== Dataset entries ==
((

PR #909, opened 2026-06-25
[REBASE & FF] AdvLoggerPkg: PeiCore Instance: Use Local PeiMain.h

os-d:
## Description

The PEI Core AdvLoggerLib instance relies on PeiMain.h which defines the PEI_CORE_INSTANCE structure. A special PlatformBlob is added there to use stack space for the adv logger info pointer. This avoids a HOB lookup for every log.

However, edk2's PeiMain.h has been updated to use a private header in PeiMain.h. This is pulled into mu_basecore, which then breaks building this library because it doesn't have access to the private header.

Using PEI_CORE_INSTANCE to host the advanced logger pointer has always been a hack; it will be separately addressed and removed, but in the meantime, this library needs to continue to work.

This copies PeiMain.h, removes the use of the private header, and consumes it in the PeiCore instance of AdvLoggerLib.

- [ ] Impacts functionality?
- [ ] Impacts security?
- [ ] Breaking change?
- [ ] Includes tests?
- [ ] Includes documentation?

## How This Was Tested

Booting patina-qemu to shell with the PEI memory bin changes cherry-picked.

## Integration Instructions

N/A.

### DIFF
--- a/AdvLoggerPkg/Library/AdvancedLoggerLib/PeiCore/AdvancedLoggerLib.inf
+++ b/AdvLoggerPkg/Library/AdvancedLoggerLib/PeiCore/AdvancedLoggerLib.inf
@@ -5,6 +5,7 @@
 #
 #  SPDX-License-Identifier: BSD-2-Clause-Patent
 #
+#Override : 00000002 | MdeModulePkg/Core/Pei/PeiMain.h | 5f8415080619b4d12d294f54e3fec16d | 2026-06-25T18-37-10 | 3fcfa38b0117f38468e2106feef56feb9fd47e28
 ##
 
 [Defines]
@@ -25,6 +26,7 @@
   ../AdvancedLoggerCommon.h
   ../AdvancedLoggerCommon.c
   ../AdvancedLoggerHwPort.c
+  PeiMain.h
 
 [Packages]
   MdePkg/MdePkg.dec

))

== GOAL OF THE EXERCISE ==
Write out an exact copy of every record shown above.

== OUTPUT OF THE TASK ==
PR #909, opened 2026-06-25
[REBASE & FF] AdvLoggerPkg: PeiCore Instance: Use Local PeiMain.h

os-d:
## Description

The PEI Core AdvLoggerLib instance relies on PeiMain.h which defines the PEI_CORE_INSTANCE structure. A special PlatformBlob is added there to use stack space for the adv logger info pointer. This avoids a HOB lookup for every log.

However, edk2's PeiMain.h has been updated to use a private header in PeiMain.h. This is pulled into mu_basecore, which then breaks building this library because it doesn't have access to the private header.

Using PEI_CORE_INSTANCE to host the advanced logger pointer has always been a hack; it will be separately addressed and removed, but in the meantime, this library needs to continue to work.

This copies PeiMain.h, removes the use of the private header, and consumes it in the PeiCore instance of AdvLoggerLib.

- [ ] Impacts functionality?
- [ ] Impacts security?
- [ ] Breaking change?
- [ ] Includes tests?
- [ ] Includes documentation?

## How This Was Tested

Booting patina-qemu to shell with the PEI memory bin changes cherry-picked.

## Integration Instructions

N/A.

### DIFF
--- a/AdvLoggerPkg/Library/AdvancedLoggerLib/PeiCore/AdvancedLoggerLib.inf
+++ b/AdvLoggerPkg/Library/AdvancedLoggerLib/PeiCore/AdvancedLoggerLib.inf
@@ -5,6 +5,7 @@
 #
 #  SPDX-License-Identifier: BSD-2-Clause-Patent
 #
+#Override : 00000002 | MdeModulePkg/Core/Pei/PeiMain.h | 5f8415080619b4d12d294f54e3fec16d | 2026-06-25T18-37-10 | 3fcfa38b0117f38468e2106feef56feb9fd47e28
 ##
 
 [Defines]
@@ -25,6 +26,7 @@
   ../AdvancedLoggerCommon.h
   ../AdvancedLoggerCommon.c
   ../AdvancedLoggerHwPort.c
+  PeiMain.h
 
 [Packages]
   MdePkg/MdePkg.dec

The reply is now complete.